In this study, LOS in hospital was increased for patients treated with discordant empirical therapy when compared to concordant antibiotics. This is consistent with previous studies reporting the same finding [21]. In fact, discordant empirical therapy shows higher failure rates and may require a subsequent second-line treatment. Conversely, a multicenter prospective study observed no difference in length of stay between patients treated with discordant or concordant therapies [30]. It is possible that variability criteria for discharge may contribute to prolong hospitalization. In fact, some pediatricians may delay a patient’s discharge despite clinical improvement when prescribed treatment results are discordant to susceptibility testing results.

Limitations of this study include its retrospective design and limited representation of some factors in the study population. The lack of follow-up after acute episode precluded the evaluation of effects of discordant empirical treatment on long-term sequelae, such as renal scarring. The definition of treatment failure in the scenario of discordant therapy may underestimate the success rate because some pediatricians may choose to change a therapy despite clinical improvement when it results as discordant to antibiogram results. However, few studies tried to describe the effectiveness of discordant antibiotics in pediatric UTIs. Our study provided a real-life picture of the discordance between in-vitro and in-vivo effectiveness of commonly used antibiotics that is frequently experienced in clinical practice. Defining the risk factors associated to discordant treatment failure, results from this study may help future research on differentiated antibiotic approaches for pediatric UTIs.
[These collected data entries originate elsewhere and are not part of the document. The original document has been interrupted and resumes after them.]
PR #3681, opened 2019-10-24
Avoid create token with infinity AM cost.

sipida:
As stated in the comments. The new code avoid the situation token is created with infinity cost in the forward link structure.


danpovey:
... actually, can you please see if there are similar lines in other decoders that could be changed the same way?

kkm000:
Fixed in #3773. Thanks!

PR #3682, opened 2019-10-25
Use buffer protocol for matrix

DongjiGao:


danpovey:
this should go to the pybind branch in my repo actually.. not here!

PR #530, opened 2020-09-22
Make use case preprocessor compilable on build

temanbrcom:
Delete generated use case preprocessor files from the project. Moving use case grammar to the configured ANTLR folder implicitly made it buildable.


temanbrcom:
@grianbrcom 
@asatklichov

asatklichov (approved):
🔢

PR #531, opened 2020-09-22
Exclude use case preprocessor generated files from JAR

temanbrcom:
@grianbrcom 
@asatklichov


server/pom.xml
```diff
@@ -310,10 +320,24 @@
...
-                </configuration>
                 <executions>
+                    <execution>
+                        <id>build UseCasePreprocessorr</id>
+                        <phase>generate-test-sources</phase>
+                        <goals>
+                            <goal>antlr4</goal>
+                        </goals>
+                        <configuration>
+                            <generateTestSources>true</generateTestSources>
```
grianbrcom, line 331: A-ha! Here is the primary magic!

grianbrcom (approved):
🐬

asatklichov (approved):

The increasing prevalence of uropathogens resistant to commonly used empirical antibiotics in community-acquired pediatric UTIs represents a serious public health problem. The alarming reports of surveillance studies may prompt the use of antibiotics with ever broader spectrum of action as empirical therapy. However, it is well known that inappropriate antibiotic use leads to increased antibiotic resistance in community-acquired UTIs, as demonstrated by higher resistance rates reported in countries where antibiotics are available over the counter [35]. Moreover, changing antibiotic prescribing patterns often facilitate the emergence of new resistances, as demonstrated in regions where use of amoxicillin/clavulanate or third-generation cephalosporins increased [11,36]. To avoid this vicious cycle, it is important not only to constantly monitor the prevalence of antibiotic resistance and to promote diversified empirical treatments based on risk factors for resistant infections but also to investigate the in-vivo effectiveness of empirical antibiotics already in use and its discordance with in-vitro findings.

5. Conclusions

This study showed that discordant empirical antibiotics may still be effective in more than half of children hospitalized for UTI, questioning the need to broaden the spectrum of action of empirical treatment. Clinical effectiveness of recommended empirical antibiotics may often overcome the increasing in-vitro resistance reported by surveillance studies. History of recurrent UTIs, use of antibiotic during 30 days prior to admission, infections caused by Pseudomonas aeruginosa, and use of combinations of penicillin and beta-lactamase inhibitors are the main risk factors for failure of discordant treatment. In this groups of patients, a differentiated empirical approach is needed, and the second-line therapy should be chosen on the basis of antibiogram’s results.